I will need extra rest. It will be difficult. Tomorrow will be difficult. The rest of tonight will be difficult.
This kind of Insomnia is extreme. I haven’t had this kind of insomnia in years. Previously it was a regular occurrence. Before Jack and Fiona were born. Before I was introduced to Klonopin, Anti-Depressants, or Anti-Panic pills. Those did the trick, they quelled my restless nights.
It’s been six months that I’ve been completely off my anti-depressants. I haven’t had anything that would definitely put me to sleep around the house in months. I do pretty good.
I feel like my body is slipping back into its old ways. It’s natural ways.
At the end of taking my anti-depressants I was having hot flashes, my cycles had stopped, I felt like I was going through Menopause.

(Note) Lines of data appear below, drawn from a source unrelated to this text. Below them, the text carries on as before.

PR #458, opened 2025-07-09
ROU-12064: Pasting into Grid cell followed by Right-Click copy marks cell as unedited

OS-giulianasilva:
This PR is for fix issue when a cell is copied using the Context Menu after being edited.

### What was happening
* When a cell was edited and then copied using the Context Menu, the change was not being tracked when running the Get Changed Lines.

### What was done
* Now we set the focus to the active cell after finishing the Context Menu action.
    * This is is similar what is implemented in [this Wijmo example](https://developer.mescius.com/wijmo/demos/Grid/ContextMenus/purejs).
image
    * Despite in the example the Grid is refreshed, this was not suitable for other use cases. For example, when adding a new row via Context Menu, the dirty marks were not appearing because the Grid has been refreshed.

### Test Steps
1. Go to a test page.
2. Edit a cell.
3. In the same cell, right click to open the Context Menu.
4. Click "Copy".
5. Run the Get Changed Lines Action.
6. Check that the change was tracked correctly.

### Checklist
* [x] tested locally
* [x] documented the code

### DIFF
--- a/src/Providers/DataGrid/Wijmo/Features/ContextMenu.ts
+++ b/src/Providers/DataGrid/Wijmo/Features/ContextMenu.ts
@@ -262,9 +262,18 @@ namespace Providers.DataGrid.Wijmo.Feature {
 		 */
 		private _raiseClickEvent(menuItemId: string): void {
 			const menuItem = this._menuItems.get(menuItemId);
+			const provider = this.grid.provider;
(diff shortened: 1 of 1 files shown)


joselrio (approved):

gnbm (approved):
LGTM

PR #479, opened 2025-12-15
ROU-12281: Fix dirty mark issue with undo after Mark Changes As Saved

OS-giulianasilva:
This pull request fixes an issue that caused the dirty mark to not be added when performing undo after marking changes as saved.  It improves the undo functionality in the Wijmo DataGrid provider by ensuring that original cell values are properly saved before an undo action is performed. The most significant changes are as follows:

**Undo stack event handling:**

* Added a private `_undoingActionHandler` method to `UndoStack.ts` that listens for undo actions. When a grid edit action is being undone, it saves the original value of the affected cell using the `dirtyMark` feature.
* Registered the `_undoingActionHandler` as an event handler for the `undoingAction` event on the `wijmo.undo.UndoStack` instance, ensuring the handler is called whenever an undo is triggered.

### Checklist
* [x] tested locally
* [x] documented the code

### DIFF
--- a/src/Providers/DataGrid/Wijmo/Features/UndoStack.ts
+++ b/src/Providers/DataGrid/Wijmo/Features/UndoStack.ts
@@ -20,6 +20,15 @@ namespace Providers.DataGrid.Wijmo.Feature {
 			}
 		}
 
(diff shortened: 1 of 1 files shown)


JoaoFerreira-FrontEnd (approved):
LGTM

Since I stopped taking them, the hot flashes have completely stopped. My cycle is returning to normal. Instead of hot flashes I’m back to PMS and insomnia.
There is probably no correlation between the two. I am old enough to be going through perimenopause.
Thats what this is.
I think I need to take care of myself. Not worry about how the babysitter, my husband, and our neighbors who we were to meet for drinks and dinner will feel. I still feel bad. It’s 1:30 A.M. I definitely won’t get enough sleep.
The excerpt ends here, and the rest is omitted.